After you select the folders or use the Windows default you simply follow the directions to complete the process. As the backup is running you can see the status, also notice in the middle of the window that is automatically schedules it for you.

The disadvantage of a weekly backup is what you created, updated and received since then. If you backup on Sunday and the hard drive crashes or laptop is lost on Saturday, then all that you have done in the last week is gone.

This is why, if you have an “Important” PC (and I don’t know of too many that are not important) make sure it has RAID 1 (mirrored hard drives), just spend the money. Most inexpensive computers or laptops do not support RAID; you need to check with the manufacturer or the maker of the motherboard. If you really want your data, I highly recommend you extra money on a system, the motherboards cost $50 more (on up), and an extra hard drive is about $75. For that small amount the vast majority of the time, if a hard drive fails, you have the information on another drive and you keep chugging along while you or your IT company order a replacement drive.

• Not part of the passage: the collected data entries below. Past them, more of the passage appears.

PR #1051, opened 2026-08-30
docs(fleet): name refs/stash recovery, and the audit's self-named cause (#437)

### LINKED ISSUE #437: run-merge-bot runbook: the `unknown` path names no ref-based recovery — `git show refs/stash` recovers the work in four measured states where both file reads come back empty

feigi:
## Summary

The `unknown`-path paragraph in `run-merge-bot.md` (the no-undo-audit
section) named no ref-based recovery for the states where `ls -l`/`cat`
come back empty, and didn't say that one of the four `unknown` causes
already names itself in the audit's own stderr. This PR adds both,
in one edit over the paragraph.

**AC already met before this diff (nothing to do — re-derived against
`origin/main`, not the ticket's own tables):**
- The cause count is already correct: `origin/main` reads "three of
  its four causes leave it empty at rc 0" (fixed by f3903c72, already
  an ancestor of `origin/main`). Untouched here — re-mutating it would
  mint a new false correction into a correction PR, the exact failure
  this ticket class is filed to avoid.
- `ls -l` remains the primary diagnostic and `cat`'s one-cause scoping
  is unchanged — neither sentence was touched.

**What this diff adds (the two genuinely open items):**
1. A ref-based recovery for the states where the file reads come back
   empty (unreadable / emptied / gc'd-away reflog). `git show refs/stash`
   reaches the ref directly, loose or packed, and is named for the
   `WIP on <branch>` label; `git stash show -p refs/stash` is named for
   the content, because `git show` alone prints NO diff when the stash
   was taken with the change staged (see Verified). Where the ref FILE
   itself is the broken one (unreadable, or holding non-SHA text) both
   fail, and the reflog's second-field SHA with
   `git stash show -p <that sha>` is what applies there.
2. The stash-object-missing cause is not silent: `git stash list`'s
   own stderr already ends `fatal: bad object refs/stash`, so the
   paragraph now says to read that line before the file archaeology.
   The cause is **named**, not counted to — this paragraph already
   spends "the fourth" on the absent-ref/live-reflog case, and #437's
   brief asks for naming over counting.

**Verified** (git 2.50.1, Apple Git-155, throwaway repos under scratch,
re-run at this PR's head `4b8a628`):

Which of the four `unknown` causes `git stash list` is silent about —
`git stash list`, rc / stdout lines / stderr:
```
unreadable ref file      rc=0  0 lines  stderr empty
unreadable reflog        rc=0  0 lines  stderr empty
absent ref, live reflog  rc=0  0 lines  stderr empty
missing stash object     rc=1  0 lines  stderr: fatal: bad object refs/stash
```

The recovery commands, over {staged, unstaged} x {loose, packed} x
{reflog unreadable, reflog blank, reflog removed} — twelve states:
```
git show refs/stash          WIP label in all 12; NO diff in all 6 STAGED states
                             (stash tree == index-commit parent, default --cc
                              suppresses every hunk)
git stash show -p refs/stash the hunk in all 12
```

Where the ref FILE is the broken one (`chmod 000 refs/stash`;
`printf 'not-a-sha' > refs/stash`), staged and unstaged:
```
git show refs/stash            rc=128  ambiguous argument / ignoring broken ref
git stash show -p refs/stash   rc=1    refs/stash is not a valid reference
git show <reflog 2nd-field sha>        again NO diff when staged
git stash show -p <that sha>   rc=0    the hunk, staged or not
```
So both commands the paragraph names fail exactly where it says they do,
and the fallback it names recovers the content in every state it scopes.

No mutation of the stash stack anywhere in the new text — `show` only,
never `apply`/`pop`/`drop`.

**Enumerate-and-declare** (the ticket's four `unknown` causes: unreadable
reflog, ref pointing at a missing object, unreadable ref file, malformed
ref file — plus the pre-existing fifth shape, ref-file-absent-with-live-reflog):
- Covered by the new recovery sentence: unreadable reflog,
  emptied/gc'd-away reflog.
- Covered by the (pre-existing, untouched) SHA-from-`cat` sentence:
  ref-file-absent-with-live-reflog.
- Newly covered via the SAME new sentence's fallback clause: unreadable
  ref file, malformed ref file (both fail the two `refs/stash` commands,
  both recover via the reflog's SHA).
- Deliberately left uncovered: the stash-object-itself-gone cause —
  nothing recovers it, the object is destroyed; the new text only
  points at the audit's own diagnostic for it, not a recovery.
- Reachable but **not** covered, and filed rather than fixed: `refs/stash`
  and its reflog **both** unreadable. The premise clause holds, every
  command the sentence names fails, and `cat` printed no SHA to fall back
  on. Out of #437's size — **#1055**, `needs-triage`.

**Review round (findings applied after the first push, `cbe3b97..4b8a628`):**
- The "plus the diff" promise was false for a staged stash → item 1 above
  now names `git stash show -p`. The sentence's tail carried the same
  defect and now names `git stash show -p <that sha>`.
- The new sentence bound "the fourth" to a second referent inside a
  paragraph that already spends that ordinal on the opposite-shape cause
  → the cause is named instead. Both remaining "fourth"s are the
  opposite-shape case:
  `awk 'NR==205' skills/fleet/commands/run-merge-bot.md | grep -oi 'the fourth[^:.]*'`
  → `The fourth cause is the opposite shape` / `the fourth cause`.
- The two new pins used literal-space regexes, so a same-words reflow
  inside a pinned span would false-red them → their input is wrapped in a
  `flat()` normalizer. Scoped to these two pins on purpose; the file's
  other 8 `assert.match(noUndoAudit()` pins are left alone, since
  converting them is a file-wide convention change #437 did not ask for.
- One further finding — that the fallback clause is dead prose — was
  refuted by measurement and not applied. Its residual is #1055.

## Test plan
- [x] `env -u FORCE_COLOR node --test skills/fleet/scripts/*.test.mjs` — `tests 1426 / pass 1426 / fail 0` (same count as `origin/main` + this branch's baseline; the two #437 tests were rewritten, not added to)
- [x] `env -u FORCE_COLOR node --test skills/fleet/scripts/run-merge-bot-prose.test.mjs` — 22/22
- [x] Both #437 pins mutation-tested in a copy under scratch, through a guard that throws unless the target occurs exactly once. Four kill legs — the `fatal: bad object refs/stash` string, `loose or packed`, assertion 2's span alone, `reflog's second field` — each reddened its own test and only its own test (21/1). Four control legs stayed 22/22: a pure space→newline reflow inside each of the two pinned spans, and an edit to unrelated doc text. Defanging `flat()` to the identity function and re-running the first reflow reddened it (21/1) — the false red the normalizer prevents.
- [x] Rebased on `origin/main` (already current, no-op)

Sizing: light

Closes #437


feigi:
**Review fixes applied — `cbe3b97..4b8a628`.**

Applied (3 findings, one coherent rewrite of the same paragraph — the prose edits first, then the pins re-derived from the post-fix text, never copied out of a finding):
- `git show refs/stash` promised "plus the diff" and prints none for a staged stash → the paragraph now names `git show refs/stash` for the `WIP on <branch>` label and `git stash show -p refs/stash` for the content. The sentence's tail had the same defect and now names `git stash show -p <that sha>`.
- "The fourth" bound a second referent inside a paragraph that already spends that ordinal on the opposite-shape cause → the cause is named, not counted to.
- The two #437 pins used literal-space regexes → their input is wrapped in a `flat()` normalizer, scoped to those two pins only.

Deferred and filed: **#1055** (`needs-triage`) — with `refs/stash` and its reflog **both** unreadable, the recovery sentence's premise holds while every command it names fails and `cat` printed no SHA to fall back on. This is the residual of a finding whose "dead prose" framing was refuted by measurement; the residual is a different claim, and out of #437's size. A file-wide `flat()` conversion of this test file's other 8 pins was likewise judged out of scope and not filed as a defect — it is a convention change, not a fault.

`env -u FORCE_COLOR node --test skills/fleet/scripts/*.test.mjs` → `tests 1426 / pass 1426 / fail 0`.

If you only have one computer, Seagate and Western Digital make external drives with built in backup software, buy 2 or 3 of the same model, connect them to your computer and let them run their backup. Rotate the drives weekly, that way you have files up to 3 weeks old, in case you deleted one that you need. Put the drives that are not in use into a fire resistant safe.

DO NOT USE THE EXTERNAL DRIVE AS YOUR STORAGE DRIVE! Use it as a backup so the data is on your laptop or computer AND the external drive. If you do, then you don’t have a backup.

If you have 2 to 10 computing devices in your home, and they have important data (pictures, videos, documents, databases, emails) get a Windows Home Server (WHS) and have them backed up to it. A WHS cost about the same as a regular PC, it makes image backups of each PC on the network, is shares data easily. Here is a link to an article I wrote on the virtues of a WHS, remember this article is from 2009, my new one is bigger and faster, however the features are the same.

If you prefer, there are also Network Attached Storage (NAS) Devices that are inexpensive. They normally have multiple drives in a RAID format, and most also have backup software that you install on your PC or laptop. I personally use the QNAP and the IOMEGA systems.

Until we meet again, have a virus free week!